3. Results Discussion

Through the use of multiple outer loops, it is observed that the resulting cost functions show a great similarity, although the 3DVAR-NoRain configuration tends to minimize this function in fewer iterations (Figure 3).

Making vertical cross-sections in the relative humidity initialization fields for the different experiments, it could be seen over La Habana, in the case of simulations without data assimilation (No DA), how these did not take into account the influence on the vertical structure of the cloudy areas that are present in the study area. This is because they were the result of initializing only with low spatial resolution information from the GFS model, without inserting radar data or other observations types. On the other hand, both simulations with radar data assimilation inserted the influence of cloudy areas in the vertical structure of the relative humidity analysis fields obtained, which can be seen in Figure 4. When comparing the vertical cross-sections between the experiments with data assimilation, few differences were observed, although in the case of 3DVAR- noRain, an increase in the spatial distribution of relative humidity inside the cloud was observed, obtaining a more realistic structure of the convective storm present at the time of model initialization.

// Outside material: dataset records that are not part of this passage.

PR #1132, opened 2024-02-23
Augment country mask quality and switch to clipping; COUNTRY=rbd

ericboucher:
### Description

Improves print mask boundary quality via enhanced preprocessing in `preprocess-layers.ts`:

1. **Higher fidelity outlines** — filters tiny islands/holes (≥ 10 km² threshold), unions admin boundaries, then simplifies with tighter tolerance (`0.001`, high quality).
2. **Complex geometries** — Mozambique is always reprocessed with this pipeline. Indonesia uses a manually curated `admin-boundary-unified-polygon.json` (preprocessing skipped).
3. **Clipping** - Switch from masking to clipping.

Previously considered external boundaries (cartographyvectors.com) for cambodia/ecuador/mozambique/myanmar/sierraleone; those countries now rely on the improved preprocessing pipeline instead.

## How to test the feature:

- [ ] Open print/export for a small country (e.g. cambodia, jordan, zimbabwe) and verify mask outline is precise with no triangular artifacts
- [ ] Test mozambique print mask — no stripe artifacts
- [ ] Test indonesia print mask — boundary aligns with admin layers

## Checklist - did you ...

Test your changes with


wadhwamatic:
@ericboucher - we can get admin0 files and add them during the config process going forward. Generally, the most reliable source is HDX, ideally datasets tagged with 'COD'. The format is usually going to be a shapefile.

https://data.humdata.org/dataset/?cod_level=cod-standard&cod_level=cod-enhanced&ext_administrative_divisions=1&q=&sort=last_modified%20desc&ext_page_size=25

I'll add Mozambique to this PR and revisit others soon.

wadhwamatic:
Hmmm. When I added an admin0 boundary for Mozambique using the HDX data, the stripe returns. 
Screenshot 2024-02-28 at 14 55 59

The issue with using the boundary you included @ericboucher is that they are not fully aligned with the other admin boundaries, as since this is for a print feature, fidelity matters. We shouldn't see boundaries like this:
Screenshot 2024-02-28 at 15 01 49

wadhwamatic:
@ericboucher - the last moz boundary file I tried seems to work well. File size went up, but it's still under 2mb.

Here's what I did in QGIS:
1. Dissolve admin1 layers
2. Delete holes (this gets rids of small bodies of water)
3. Multipart to single part. This seems to connect strays
4. Delete unused features
5. Export geojson w/ precision 6

wadhwamatic:
@ericboucher, since we're revisiting this, the current request is to have a more polished map published when we select an admin area in the print map feature. Instead of greying out content outside of the selected admin area, we would prefer to clip the raster data to the selected admin area and continue to have a basemap visible. This mirrors a typical map production workflow. See an example below.


moz-clipped

ericboucher:
@gislawill curious how you envision this working with PMtiles. See #1943 as well.

wadhwamatic:
@ericboucher - the boundary smoothing is working well. I still see occassional stripes at certain zoom levels. See examples from Mozambique and Indonesia

Screenshot 2026-06-11 at 10 43 39
Screenshot 2026-06-11 at 10 49 57

wadhwamatic:
@ericboucher - the lag does indeed look better on a deployed version. I'd like to test this on a few different machines to see how it looks.

I noticed a few other issues:
1. The standard export map (not a batch map) now allows admin clipping in the preview, but the downloaded file is not clipped
2. The exported batch map's legend has a resolution / scale issue. See screenshot of preview and exported PNG. This might exist in the main branch

Screenshot 2026-06-12 at 09 23 25
map_2026-06-01

wadhwamatic:
Another issue (potentially also on main): Sri Lanka admin 1 & admin 2 clipping does not work, but admin 3 does.

https://github.com/user-attachments/assets/8b104cab-c64b-4181-8c27-648898660836

gislawill:
Hey @ericboucher, I was running into performance issues when panning and zooming in the print preview of this branch. I tried out an approach to move the clipping functionality to the tile load process rather than the render process. Checkout #1951. I'm not sure it's fully baked but I think it's pretty close (performance might be a bit worse with vector layers). 

This approach works with PMTiles _if the feature_ is in the viewport when the admin unit is selected. We could add some error messaging around this to "handle" it sufficiently (imo).

Here's the before and after video:
https://github.com/user-attachments/assets/64ca92fe-b8f3-4131-9140-3905a815b604

wadhwamatic:
Thanks for addressing those issues @ericboucher and for the much improved performance @gislawill. I'll test once more when the legend fix is implemented. This is looking very good otherwise

PR #1138, opened 2024-02-26
Allow for both forward and backward validity ranges; COUNTRY=rbd

### LINKED ISSUE #1025: [Feature Request]: Allow for both forward and backward validity ranges

Data layers published by WFP's Humanitarian Data Cube (HDC - https://api.earthobservation.vam.wfp.org/ows/) have multiple time aggregations including 10-day, 1-month, 3-month, etc.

The comparison of the behavior of the brightness temperature values measured by the GOES-16 satellite corresponding to the first periods of the simulations (Figure 5) showed that the 3DVAR-noRain experiment obtained a greater ability to predict the areas of convective cloudiness associated with the prefrontal squall line, which maintained the activities of convective storm areas in the sea at the north of La Habana hours after the moment of initialization of the model. On the other hand, the 3DVAR experiment (without the radar_non_precip_opt option) attenuated the development of the convective process and did not adequately reflect the evolution of the cloud pattern associated with the squall line, which may be linked to differences in relative humidity analysis fields described in Figure 4.

In comparison with three-hourly precipitation observations of the INSMET station network (Figure 6a) and also specifically with the station of Casablanca (La Habana) (Figure 6b), which was affected by the rainfall associated with the prefrontal squall line, it was possible to determine that, despite the similar behavior of all the simulations, differences were observed in the first hours of the run, observing that the 3dvar-noRain experiment presented slightly lower mean absolute error values with respect to the rest of the simulations. These mean values during the simulation period ranged between 0.2 and 1.8 mm/3 h (Figure 6a) and between 0 and 48 mm/3 h (Figure 6b) for the case of accumulated precipitation measured at the Casablanca station.

4. Conclusions

The null-echo assimilation option proved to be an important option in the assimilation of radar data. It allows more realistic construction of moisture fields and its vertical structure in areas of observed reflectivity echoes. The use of this option contributes to improving the precipitation forecast and adequately reproduces the convective processes in the first time steps. The simulation with radar data assimilation but without the use of this option did not adequately represent the reflectivity echoes and the brightness temperatures of cloud tops in the first 2 h of simulation. The verification with synoptic station data showed that the use of the radar_non_precip_opt option made it possible to obtain lower mean absolute error values in the forecast of accumulated precipitation in the first 3 h of simulation.